Exercise -> Lines of the data that contain the word "buildWorkspace" are the ones to copy.

Data provided ->
PR #874, opened 2026-06-08
feat(cargo-unit): opt-in cargoConfigRustflags to apply .cargo/config.toml rustflags

andrewgazelka:
## What

Add an opt-in `cargoConfigRustflags` to `cargoUnit.buildWorkspace` that applies the rustflags a normal `cargo build` reads from `.cargo/config.toml`.

## Why

cargoUnit builds one derivation per rustc unit and assembles rustc args itself (`policy` + `extraRustcArgs` + `extraRustcArgsForPlatform`); it never reads `.cargo/config.toml`. So target rustflags cargo would apply, e.g.

```toml
[target.aarch64-apple-darwin]
rustflags = ["--cfg", "reqwest_unstable", "-Zthreads=8"]
```

are silently dropped. Downstream this forces hand-copying flags into `extraRustcArgs`: the [nox](https://github.com/indexable-inc/nox) flake had to pass `--cfg reqwest_unstable` by hand (reqwest's `http3` feature hard-errors without it), duplicating what its `.cargo/config.toml` already declares.

## How

- `lib/rust/build.nix`: new `rust.rustflagsFromCargoConfig configPath platform`. Parses via `lib.importTOML`; returns rustc args for a target triple with cargo precedence (`target.<triple>.rustflags` wins outright over `build.rustflags`, no merge; array or whitespace-string). Missing config -> `[]`.
- `lib/rust/cargo-unit.nix`: new `cargoConfigRustflags ? false`. When set, appends the parsed flags into the existing per-unit `extraRustcArgsForPlatform` seam (platform-aware, exactly cargo's model). **Default off**, so every current consumer is unchanged.
- Out of scope (documented): `cfg(...)` target sections and the `[env]` table.

## Test

New zero-dependency fixture `tests/fixtures/cargo-unit-cargo-config/` whose crate has `#[cfg(not(cargo_config_ok))] compile_error!` plus a `.cargo/config.toml` setting that cfg. `cargoUnitCargoConfigWorkspace` builds it with the option on and the helper aggregate runs the binary: it compiles only because the option fed `--cfg cargo_config_ok`, so the test is behavioral, not a string assertion on argv.

## Validation (aarch64-darwin)

- Helper precedence verified by `nix eval` (target overrides build; `cfg(...)` ignored; missing file -> `[]`).
- Real build with the option **on** succeeds and the rustc invocation carries `--cfg cargo_config_ok`; with it **off** the build hits the crate's `compile_error`.
- `nixfmt` clean.

Follow-up (separate, not here): once this lands and nox bumps its `index` pin, replace nox's `extraRustcArgs = ["--cfg" "reqwest_unstable"]` with `cargoConfigRustflags = true`.

> [!NOTE]
> ### Add opt-in `cargoConfigRustflags` to pass `.cargo/config.toml` rustflags to rustc in `cargoUnit.buildWorkspace`
> - Adds a `rustflagsFromCargoConfig` helper in [build.nix](https://github.com/indexable-inc/index/pull/874/files#diff-8ab3484d4c25eaf4ab0beac36848ba87229282d10d3524b969f90a880b330dab) that reads `[build].rustflags` or `[target.<triple>].rustflags` from a Cargo config file, honoring cargo precedence (target-specific wins, no merging), and normalizes them to rustc args.
> - Adds a `cargoConfigRustflags` option in [cargo-unit.nix](https://github.com/indexable-inc/index/pull/874/files#diff-82054df1a7d1648a5be88265641a7ae5d3b9e4ec4cdea72c518359ea4ae3f804); when `true`, flags from `<workspaceRoot>/.cargo/config.toml` are appended after all other rustc args so explicit caller args still take precedence.
> - Adds a test fixture and build in [tests/default.nix](https://github.com/indexable-inc/index/pull/874/files#diff-1cc580de297308d93d82f7b72446ae4b98832a8aae3378e9e134102519a0e33a) that uses `--cfg cargo_config_ok` to verify the flags are applied at compile time.
> - Behavioral Change: when `cargoConfigRustflags = false` (the default), behavior is unchanged; opting in may introduce rustflags that conflict with policy-derived flags if the config contains unexpected entries.
>
> 
>
> <sup><a href="https://app.macroscope.com">Macroscope</a> summarized e2111a8.</sup>
> 
>


andrewgazelka:
note here : Zthreads 8 is not determinitic and it shoudl be imrpoved etc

Written answer ->
Add an opt-in `cargoConfigRustflags` to `cargoUnit.buildWorkspace` that applies the rustflags a normal `cargo build` reads from `.cargo/config.toml`.
> ### Add opt-in `cargoConfigRustflags` to pass `.cargo/config.toml` rustflags to rustc in `cargoUnit.buildWorkspace`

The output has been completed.